During my anniversary week, the rains were heavy. That, compounded with El Salvador's severely deforested mountainsides, caused three landslides, blocking the dirt road leading out of (or into, depending on your perspective) San Francisco. When we heard the 5am bus coming into town, there was a quiet sense of relief that the road wasn't blocked from the previous nights rain. I celebrated my anniversary here on August 25th, a day that the road was not blocked. Nor was it blocked the following day. On that day a friend of mine was able to take a bus to the hospital in San Salvador (a luxury most country women do not receive) to deliver a healthy baby girl that evening. She returned to town two days later, claiming the child she held in her arms was not hers. Since she is heavy set, she could keep her pregnancy a complete secret. She is 23. She already has two children. She has no husband, no family, no job, no education, no house. She and the two children share one cot the church gave her. That night she came to Father Rafael and me to tell us the truth: the baby is hers and that she cannot possibly give her the life she deserves. She had heard me tell of the many couples in the United States waiting for years to adopt a baby. She knew that a childless couple, who receives these letters, had written me to say that their house and hearts are open if I should know of a child in need. My friend loves her daughter with an intensity of unconditional, selfless love that I have never seen. I have known the kind of love that wants to be present with, to know, to be proud of and to receive affection. I hope that I can learn the kind of love my friend has for her daughter: a love that lets go.

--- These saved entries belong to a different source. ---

PR #153, opened 2023-10-02
Migrate giant to github actions

philmcmahon:
## What does this change?
Adds a github actions workflow to build giant. 

The only change I had to make was to comment out this bit where we manually copy the compiled pdf.worker.min.js file as github actions appears to not have the same issue that teamcity did where it didn't follow the symbolic link associated with the file. 

Otherwise this is a fairly standard node/scala gha build

## How to test
I've tested this on playground by deploying a version generated by github actions, it seems to work (including the pdf worker!)

### DIFF
--- a/.github/workflows/build.yml
+++ b/.github/workflows/build.yml
@@ -50,5 +50,5 @@ jobs:
       - name: Run script/teamcity
         run: |
           LAST_TEAMCITY_BUILD=5000
-          export BUILD_NUMBER=$(( $GITHUB_RUN_NUMBER + $LAST_TEAMCITY_BUILD ))
-           ./scripts/teamcity.sh
+          export GITHUB_RUN_NUMBER=$(( $GITHUB_RUN_NUMBER + $LAST_TEAMCITY_BUILD ))
+          ./scripts/teamcity.sh
--- a/.github/workflows/build.yml
+++ b/.github/workflows/build.yml
@@ -8,8 +8,7 @@ on:
   workflow_dispatch:
 
   push:
-    branches:
-      - "main"
+
 jobs:
   CI:
     runs-on: ubuntu-latest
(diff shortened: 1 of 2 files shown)


scripts/teamcity.sh
```diff
@@ -21,7 +21,10 @@ popd
 cp -r frontend/build/* backend/public
 # Replace the symbolic link we use in dev with the actual file.
 # On Teamcity the JDeb build doesn't seem to follow the symbolic link while packaging, weirdly
-cp frontend/node_modules/pdfjs-dist/build/pdf.worker.min.js backend/public/third-party/pdf.worker.min.js
+# NOTE: On Github actions this seems to work, and in fact it will complain if you try and run the below line
```
marsavar, line 24: I can't comment on parts of this file that weren't modified in this PR, but  lines 4-11 in this script are made redundant by `actions/setup-node@v3` in the workflow so they can be removed I think

https://github.com/guardian/giant/blob/958316e75653ba701c2d2da746acb2c245a93c4a/scripts/teamcity.sh#L4-L11

scripts/teamcity.sh
marsavar, line 1: This should probably be renamed to `ci.sh` since it no longer runs in TeamCity.

.github/workflows/build.yml
```diff
@@ -0,0 +1,49 @@
...
+      # Configuring caching is also recommended.
+      # See https://github.com/guardian/actions-setup-node
+      - name: Setup Node
+        uses: actions/setup-node@v3
+        with:
+          node-version-file: .nvmrc
+
+      # Configuring caching is also recommended.
+      # See https://github.com/actions/setup-java
+      - name: Setup Java 8
```
marsavar, line 38:
```suggestion
      - name: Setup Java 11
```

marsavar (approved):
Looks good!
I think it's worth separating out the frontend and the backend into separate steps rather than having them in the same script; that would allow you to do some interesting stuff with caching (Happy to work on it during 10% 😄). But as a first step this seems to work fine.

PR #155, opened 2023-10-03
Show infinitely looping files in observability dashboard

zekehuntergreen:
Some file types fail to be ingested and ingestion is retried over and over in an infinite loop, inserting new rows into the observability database every few minutes. in #149 we stopped this from happening by moving failed files to a dead-letter bucket. 
Any files that have previously been in an infinite loop, and any files that cause this failure mode for other reasons that we haven't thought of in the future should be shown in the observability dashboard.

## Before
- files with more than 100 ingestion events are assumed to be stuck in an infinitely loop and, in order to improve performance, are excluded from the query that selects the data for the dashboard.

## After
- These problematic files are added back into the observability dashboard. In order to avoid slowing down the query, we don't array aggregate the ingestion events' errors (of which there could be thousands).
- Most of the dropdown in the dashboard for these files is replaced with a message explaining that there's an infinite loop and providing the blob id so that the problem can be investigated

Screenshot 2023-10-04 at 17 49 45

## Accessibility

### DIFF
--- a/backend/app/services/observability/Models.scala
+++ b/backend/app/services/observability/Models.scala
@@ -197,7 +197,8 @@ case class BlobStatus(
                        eventStatuses: List[IngestionEventStatus],
                        extractorStatuses: List[ExtractorStatus],
                        errors: List[IngestionErrorsWithEventType],
-                       mimeTypes: Option[String])
+                       mimeTypes: Option[String],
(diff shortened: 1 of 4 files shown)


marjisound (approved):
Looks good 👍

PR #156, opened 2023-10-04
Fix excel extractor failure on invalid dates

marjisound:
## What does this change?
This PR fixes a bug where an excel date field has an invalid date value,, and therefore can not be converted to a Java date. `DateUtil.getJavaDate(dateAsDouble)` returns null if the provided argument is not a valid date. So the ingestion of the file was failing due to calling `toString` on a null and was getting a `NullPointerException` exception. 

## How to test
Tested locally and in playground


zekehuntergreen (approved):
👍 looks good

PR #157, opened 2023-10-06
fix bug where todo attempt was not updated after fetchWork

marjisound:
## What does this change?
When worker calls fetchWork, the resources that have `TODO` relationships will be returned so the worker can execute the relevant extractors. As part of the fetchWork, the `attempts` property of the TODO relationship is supposed to get updated. For a strange reason that I didn't fully understand, the query was not updating the TODO attempts. Therefore, everytime the worker is triggered, the task that has already been attempted is returned by the query meaning it's stuck in an infinite loop. 

The fix in this PR does the 2 followings:
- Fix the query so that the todo attempts is updated 
- Add a `Extraction_Failure` relationship between the relevant resource and the extractor, so that it is known to us that this extractor is not supported. This way the UI also shows that the extractor for the file failed. 

 

## How to test
Tested locally

### DIFF
--- a/backend/app/extraction/Worker.scala
+++ b/backend/app/extraction/Worker.scala
@@ -56,8 +56,10 @@ class Worker(
               Attempt.Right((extractor, blob, ExtractionParams(ingestion, languages, parentBlobs, workspace)))
 
             case _ =>
-              logger.error(s"Unknown extractor $extractorName")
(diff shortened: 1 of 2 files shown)


itsibitzi (approved):
Nice one! 

Cypher is a bit of a mystery to me... Slightly disinclined to (re)learn it since I think we ultimately would like to move to PostgreSQL anyway

PR #160, opened 2023-10-16
handle unhandled exceptions in worker

marjisound:
## What does this change?
This PR is wrapping the worker logic in a try catch in order to handle the errors that couldn't be handled through the Attempt failure case. 

E.g. we were experiencing error from the neo4j driver `org.neo4j.driver.v1.exceptions.ServiceUnavailableException`, which put the worker schedular in a failed state and stopped triggering the worker on that instance. 

In Giant we are using the Attempt wrapper that can contain specific errors in the form of Failure. But if there's any error thrown that's not handled and wrapped in a Failure, it won't be recovered by the `recoverWith` in the WorkerScheduler and thus, the actorSystem schedular will stop working and triggering the worker. 

It might be good if this implementation is enhanced in the future and we use a proper messaging system such as kinesis stream to pick up tasks and process them. But for now, a quick fix would be to use a try and catch to handle the exceptions in the WorkerScheduler. 

## How to test
This was tested locally by throwing a neo4j ServiceUnavailableException, the error was logged and the schedular triggered the worker after the application interval time.

### DIFF
--- a/backend/app/services/WorkerScheduler.scala
+++ b/backend/app/services/WorkerScheduler.scala
@@ -20,15 +20,21 @@ class WorkerScheduler(actorSystem: ActorSystem, worker: Worker, interval: Finite
   }
 
   def go(): Unit = {
-    worker.pollAndExecute().map {
-      case completed if completed > 0 => go()
-      case _ => tryAgainIn(interval)
-    }.recoverWith {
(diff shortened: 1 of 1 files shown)


zekehuntergreen (approved):
Great investigation and fix 👏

I contacted the couple in the United States and they are ecstatic. Meanwhile I spent three weeks as a full time foster mom. (loved it) The couple came, as soon as their passports could be in order, to meet the birth mother and their daughter, and to baptize her Maritta Daun. Salvadoran adoptions are difficult. During the war, children in conflicted areas were kidnapped and adopted to foreign couples who thought they were legal adoptions. Only recently has it become evident that the children were taken, often violently, from their rightful parents. (An interesting article on the subject appeared in The New York Times Magazine, Feb. 1999) In order to eliminate any corruption, El Salvador has made its adoption procedures much more complex. Our Salvadoran lawyer has told us the adoption will probably take six months.

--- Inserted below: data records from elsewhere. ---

PR #161, opened 2023-10-17
add timeout to ocrMyPdf process

marjisound:
## What does this change?
This PR is adding a timeout to `ocrMyPdf` process. This is because there's been occurrences where ocrMyPdf gets stuck in processing a file and doesn't return any exit code. As a result, the worker waits forever until the file processing is completed or errored. 

The timeout duration is chosen based on the number of pages within a file and is giving at most 1 minute for every page plus an overall 5 minutes to mitigate the risk of un-necessary timeout for files with low number of pages, e.g. for a pdf page with 10 pages, 15 (10 + 5) minutes is allocated for timeout. 

Thanks to @zekehuntergreen who helped with looking through the ingestion_events table to confirm that (1 minute * numberOfPages) + 5 minutes should be more than enough time to allocate for the timeout duration of ocrMyPdf.

## How to test
Tested locally and in playground once by manually setting a shorter timeout and handling the error. And also, by setting the timeout based on page numbers and upload a few files.

### DIFF
--- a/backend/app/utils/Ocr.scala
+++ b/backend/app/utils/Ocr.scala
@@ -60,6 +60,7 @@ object Ocr extends Logging {
 
   val TIMEOUT_DURATION_PER_PAGE = 1
   val DEFAULT_TIMEOUT_IN_MINUTES = 300
+  val TIMEOUT_DURATION_OVERHEAD = 5
 
   def invokeTesseractDirectly(lang: String, imageFileName: String, config: TesseractOcrConfig, stderr: OcrStderrLogger): String = {
     val cmd = s"tesseract $imageFileName stdout -l $lang --oem ${config.engineMode} --psm ${config.pageSegmentationMode}"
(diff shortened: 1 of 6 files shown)


backend/app/utils/Ocr.scala
```diff
@@ -102,15 +106,36 @@ object Ocr extends Logging {
...
+
+    // Timeout is added because ocrMyPdf may get stuck processing a file
+    // and we don't want to block the worker forever
+    def runProcessWithTimeout(processBuilder: ProcessBuilder): Int = {
+      val process = processBuilder.run(ProcessLogger(stdout.append(_), stderr.append))
+      val future = Future(blocking(process.exitValue()))
+      // timeout duration gives at most 1 minute to ocr every page
+      // default 300 minutes is used in case the number of pages failed to
+      // get retrieved from the file and the value was None at this stage
+      val timeoutDuration = numberOfPages.getOrElse(defaultTimeoutInMinutes)
```
itsibitzi, line 123: Pedantic but if you're working with untyped durations it can be helpful to have the unit in the name, e.g. `timeoutMinutes`

You could also define a constant `TIMEOUT_DURATION_PER_PAGE = 1`, which might make the code scan more easily.

I appreciate the comment addresses a few of these concerns, but might be worth putting into the code too.

itsibitzi (approved):
lgtm! 

Will this result in an extraction failure being assigned?

backend/app/utils/Ocr.scala
marjisound: good point. I made the changes you suggested. I also added a 5 minute to the overall timeout value, to reduce the risk of un-necessary timeout for files with low number of pages, in case there is some warming up time when ocrMyPdf starts processing a file. Let me know if you think this is not needed

zekehuntergreen (approved):
Looks good! For posterity, we looked through the `ingestion_events` table to confirm that (1 minute * # pages) + 5 minutes should be more than enough time to finish ocrmypdf.

backend/app/utils/Ocr.scala
```diff
@@ -102,15 +109,36 @@ object Ocr extends Logging {
...
+    // Timeout is added because ocrMyPdf may get stuck processing a file
+    // and we don't want to block the worker forever
+    def runProcessWithTimeout(processBuilder: ProcessBuilder): Int = {
+      val process = processBuilder.run(ProcessLogger(stdout.append(_), stderr.append))
+      val future = Future(blocking(process.exitValue()))
+      // timeout duration gives at most 1 minute to ocr every page plus an overall 5 minutes
+      // to mitigate the risk of un-necessary timeout for files with low number of pages.
+      // default 300 minutes is used in case the number of pages failed to
+      // get retrieved from the file and the value was None at this stage
+      val timeoutMinutes = numberOfPages.map(p => (p * TIMEOUT_DURATION_PER_PAGE) + 5).getOrElse(DEFAULT_TIMEOUT_IN_MINUTES)
```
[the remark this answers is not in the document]
marjisound: Good idea, added a warn log for when numberOfPages is None

PR #162, opened 2023-10-19
Fix `NullPointerException` in `EmlEmailExtractor`

zekehuntergreen:
## What does this change?
`MimeBodyPart.getEncoding` can return null if the header is unavailable, leading to a null pointer exception when we call toLowerCase on the return value. Wrap the return value in an Option to handle this case.


marjisound (approved):
LGTM

PR #163, opened 2023-10-19
Fix incorrect status in observability dashboard for in-progress extractions 

zekehuntergreen:
## Before
At the point in the ingestion / extraction process where extractors have been detected but not yet run are mislabelled as 'Complete' in 'status' column. The cell in the 'extractors' column is empty.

We have found a wonderful family in San. Salvador for Maritta Daun to stay with. I will not move back to the United States until the adoption is worked out. I will make a trip to Ohio November 4th - 29th to raise awareness of El Salvador's needs as well as do fundraising for Salvadoran students to attend high school. For anyone in Ohio, or closeby, who has a group who would be interested in hearing about my experience here, I would be happy to share my impressions. Please feel free to call my parents, John and Rita, and they will try to set my schedule in order. Also, anyone and everyone, please feel free to call and chat on the days I'm home. I look forward to making the personal contact.

I hear that there are two theologies in El Salvador. There is one that says that God is in control, that suffering leads to a stronger faith, and that the focus should not be on this world but on that which is eternal. And there is the other that claims that as God's children we should want what is good and pleasant in this world, that suffering is not to be tolerated, and that we need to take control of our lives. One hears what seems to be a hint of the first theology in Silvia's statement. "Sometimes, in this life, you can't have what you want." And one gets a feel for the other in Estella's determination to go to school. But I find that true theology, the one that led Christ to accepting the cross, to be that of my friend. She had done it all by bringing this beautiful child into life. She has taken control of her daughter's future. Letting her go hurts more than all the suffering she has known in her life. And in the final analysis, because her child's future is more important than her own, she knows that sometimes in this life, you can't have what you want.

Please keep my friend and Marita Daun in your prayers. I'm looking forward to seeing and hearing from you in November. Thank you.